Exercise materials.
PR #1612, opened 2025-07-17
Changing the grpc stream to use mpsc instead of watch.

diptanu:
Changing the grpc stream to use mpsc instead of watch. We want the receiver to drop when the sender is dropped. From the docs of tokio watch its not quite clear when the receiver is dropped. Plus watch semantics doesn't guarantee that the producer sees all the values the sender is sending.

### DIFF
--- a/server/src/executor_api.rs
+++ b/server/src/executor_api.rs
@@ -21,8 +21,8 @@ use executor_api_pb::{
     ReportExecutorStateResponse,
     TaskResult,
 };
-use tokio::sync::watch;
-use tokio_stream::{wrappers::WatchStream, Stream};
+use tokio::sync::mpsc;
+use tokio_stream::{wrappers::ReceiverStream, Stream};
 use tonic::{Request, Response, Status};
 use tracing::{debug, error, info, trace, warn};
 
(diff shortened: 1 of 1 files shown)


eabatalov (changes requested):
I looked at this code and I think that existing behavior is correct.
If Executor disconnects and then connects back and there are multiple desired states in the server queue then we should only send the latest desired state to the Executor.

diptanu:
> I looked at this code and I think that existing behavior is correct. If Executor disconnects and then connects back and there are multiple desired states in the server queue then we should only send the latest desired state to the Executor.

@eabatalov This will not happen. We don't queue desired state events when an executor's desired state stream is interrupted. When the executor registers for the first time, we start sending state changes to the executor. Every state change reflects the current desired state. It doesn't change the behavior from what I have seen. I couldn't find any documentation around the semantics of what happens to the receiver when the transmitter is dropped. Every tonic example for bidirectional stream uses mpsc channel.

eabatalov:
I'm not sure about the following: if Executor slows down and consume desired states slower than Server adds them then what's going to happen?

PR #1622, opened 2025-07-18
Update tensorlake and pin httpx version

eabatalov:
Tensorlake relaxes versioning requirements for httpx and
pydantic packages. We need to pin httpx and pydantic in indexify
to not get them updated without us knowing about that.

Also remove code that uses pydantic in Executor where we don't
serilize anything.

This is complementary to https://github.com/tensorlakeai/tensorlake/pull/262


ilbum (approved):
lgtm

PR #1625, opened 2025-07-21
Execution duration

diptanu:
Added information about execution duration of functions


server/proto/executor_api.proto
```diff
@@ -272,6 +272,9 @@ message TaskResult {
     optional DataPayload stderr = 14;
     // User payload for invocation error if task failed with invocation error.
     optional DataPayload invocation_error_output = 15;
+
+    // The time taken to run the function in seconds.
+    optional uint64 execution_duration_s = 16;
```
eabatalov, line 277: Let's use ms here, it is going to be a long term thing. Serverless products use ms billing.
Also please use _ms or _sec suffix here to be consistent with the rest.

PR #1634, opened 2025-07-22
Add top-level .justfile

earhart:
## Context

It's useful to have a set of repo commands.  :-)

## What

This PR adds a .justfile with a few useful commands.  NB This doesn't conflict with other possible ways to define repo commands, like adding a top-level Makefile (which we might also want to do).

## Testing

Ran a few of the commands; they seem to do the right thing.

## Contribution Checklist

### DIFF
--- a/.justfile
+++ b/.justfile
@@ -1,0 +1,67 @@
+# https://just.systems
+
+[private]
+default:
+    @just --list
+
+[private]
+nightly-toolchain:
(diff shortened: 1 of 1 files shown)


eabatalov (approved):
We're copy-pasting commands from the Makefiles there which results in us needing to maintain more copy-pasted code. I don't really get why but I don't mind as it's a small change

Instructions for the task. Transcribe the full listing above without leaving anything out.

Task answer.
PR #1612, opened 2025-07-17
Changing the grpc stream to use mpsc instead of watch.

diptanu:
Changing the grpc stream to use mpsc instead of watch. We want the receiver to drop when the sender is dropped. From the docs of tokio watch its not quite clear when the receiver is dropped. Plus watch semantics doesn't guarantee that the producer sees all the values the sender is sending.

### DIFF
--- a/server/src/executor_api.rs
+++ b/server/src/executor_api.rs
@@ -21,8 +21,8 @@ use executor_api_pb::{
     ReportExecutorStateResponse,
     TaskResult,
 };
-use tokio::sync::watch;
-use tokio_stream::{wrappers::WatchStream, Stream};
+use tokio::sync::mpsc;
+use tokio_stream::{wrappers::ReceiverStream, Stream};
 use tonic::{Request, Response, Status};
 use tracing::{debug, error, info, trace, warn};
 
(diff shortened: 1 of 1 files shown)


eabatalov (changes requested):
I looked at this code and I think that existing behavior is correct.
If Executor disconnects and then connects back and there are multiple desired states in the server queue then we should only send the latest desired state to the Executor.

diptanu:
> I looked at this code and I think that existing behavior is correct. If Executor disconnects and then connects back and there are multiple desired states in the server queue then we should only send the latest desired state to the Executor.

@eabatalov This will not happen. We don't queue desired state events when an executor's desired state stream is interrupted. When the executor registers for the first time, we start sending state changes to the executor. Every state change reflects the current desired state. It doesn't change the behavior from what I have seen. I couldn't find any documentation around the semantics of what happens to the receiver when the transmitter is dropped. Every tonic example for bidirectional stream uses mpsc channel.

eabatalov:
I'm not sure about the following: if Executor slows down and consume desired states slower than Server adds them then what's going to happen?

PR #1622, opened 2025-07-18
Update tensorlake and pin httpx version

eabatalov:
Tensorlake relaxes versioning requirements for httpx and
pydantic packages. We need to pin httpx and pydantic in indexify
to not get them updated without us knowing about that.

Also remove code that uses pydantic in Executor where we don't
serilize anything.

This is complementary to https://github.com/tensorlakeai/tensorlake/pull/262


ilbum (approved):
lgtm

PR #1625, opened 2025-07-21
Execution duration

diptanu:
Added information about execution duration of functions


server/proto/executor_api.proto
```diff
@@ -272,6 +272,9 @@ message TaskResult {
     optional DataPayload stderr = 14;
     // User payload for invocation error if task failed with invocation error.
     optional DataPayload invocation_error_output = 15;
+
+    // The time taken to run the function in seconds.
+    optional uint64 execution_duration_s = 16;
```
eabatalov, line 277: Let's use ms here, it is going to be a long term thing. Serverless products use ms billing.
Also please use _ms or _sec suffix here to be consistent with the rest.

PR #1634, opened 2025-07-22
Add top-level .justfile

earhart:
## Context

It's useful to have a set of repo commands.  :-)

## What

This PR adds a .justfile with a few useful commands.  NB This doesn't conflict with other possible ways to define repo commands, like adding a top-level Makefile (which we might also want to do).

## Testing

Ran a few of the commands; they seem to do the right thing.

## Contribution Checklist

### DIFF
--- a/.justfile
+++ b/.justfile
@@ -1,0 +1,67 @@
+# https://just.systems
+
+[private]
+default:
+    @just --list
+
+[private]
+nightly-toolchain:
(diff shortened: 1 of 1 files shown)


eabatalov (approved):
We're copy-pasting commands from the Makefiles there which results in us needing to maintain more copy-pasted code. I don't really get why but I don't mind as it's a small change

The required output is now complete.